• _Exercise_
From the first line to the last, write out the data below exactly.

• _Given material_
PR #74, opened 2018-07-18
[WIP] add the "unknown" multiaddr

Stebalien:
This should be considered carefully. We may want to modify the API to support it.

• _Solution_
PR #74, opened 2018-07-18
[WIP] add the "unknown" multiaddr

Stebalien:
This should be considered carefully. We may want to modify the API to support it.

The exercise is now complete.